**EXERCISE PROMPT**
Emit all the data exactly as provided.

RECORDS PROVIDED below:

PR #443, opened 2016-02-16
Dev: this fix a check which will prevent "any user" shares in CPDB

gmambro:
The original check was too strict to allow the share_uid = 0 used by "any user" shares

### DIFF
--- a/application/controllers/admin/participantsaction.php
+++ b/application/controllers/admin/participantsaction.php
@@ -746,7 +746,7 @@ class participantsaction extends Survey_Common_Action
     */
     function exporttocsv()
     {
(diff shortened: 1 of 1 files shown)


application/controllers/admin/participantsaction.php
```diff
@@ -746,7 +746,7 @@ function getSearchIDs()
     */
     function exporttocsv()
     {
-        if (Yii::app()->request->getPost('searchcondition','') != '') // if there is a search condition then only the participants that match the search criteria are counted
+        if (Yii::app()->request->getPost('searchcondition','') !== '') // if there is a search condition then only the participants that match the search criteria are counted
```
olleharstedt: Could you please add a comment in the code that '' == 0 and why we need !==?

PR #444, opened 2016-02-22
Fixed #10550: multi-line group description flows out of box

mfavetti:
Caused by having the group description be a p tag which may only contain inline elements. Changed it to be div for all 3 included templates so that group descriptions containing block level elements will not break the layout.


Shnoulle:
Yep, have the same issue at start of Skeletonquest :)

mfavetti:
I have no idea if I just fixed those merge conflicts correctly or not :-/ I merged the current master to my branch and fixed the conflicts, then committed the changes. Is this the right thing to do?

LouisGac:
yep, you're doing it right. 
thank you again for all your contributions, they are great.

End of RECORDS PROVIDED.

**SOLVED PROBLEM**
PR #443, opened 2016-02-16
Dev: this fix a check which will prevent "any user" shares in CPDB

gmambro:
The original check was too strict to allow the share_uid = 0 used by "any user" shares

### DIFF
--- a/application/controllers/admin/participantsaction.php
+++ b/application/controllers/admin/participantsaction.php
@@ -746,7 +746,7 @@ class participantsaction extends Survey_Common_Action
     */
     function exporttocsv()
     {
(diff shortened: 1 of 1 files shown)


application/controllers/admin/participantsaction.php
```diff
@@ -746,7 +746,7 @@ function getSearchIDs()
     */
     function exporttocsv()
     {
-        if (Yii::app()->request->getPost('searchcondition','') != '') // if there is a search condition then only the participants that match the search criteria are counted
+        if (Yii::app()->request->getPost('searchcondition','') !== '') // if there is a search condition then only the participants that match the search criteria are counted
```
olleharstedt: Could you please add a comment in the code that '' == 0 and why we need !==?

PR #444, opened 2016-02-22
Fixed #10550: multi-line group description flows out of box

mfavetti:
Caused by having the group description be a p tag which may only contain inline elements. Changed it to be div for all 3 included templates so that group descriptions containing block level elements will not break the layout.


Shnoulle:
Yep, have the same issue at start of Skeletonquest :)

mfavetti:
I have no idea if I just fixed those merge conflicts correctly or not :-/ I merged the current master to my branch and fixed the conflicts, then committed the changes. Is this the right thing to do?

LouisGac:
yep, you're doing it right. 
thank you again for all your contributions, they are great.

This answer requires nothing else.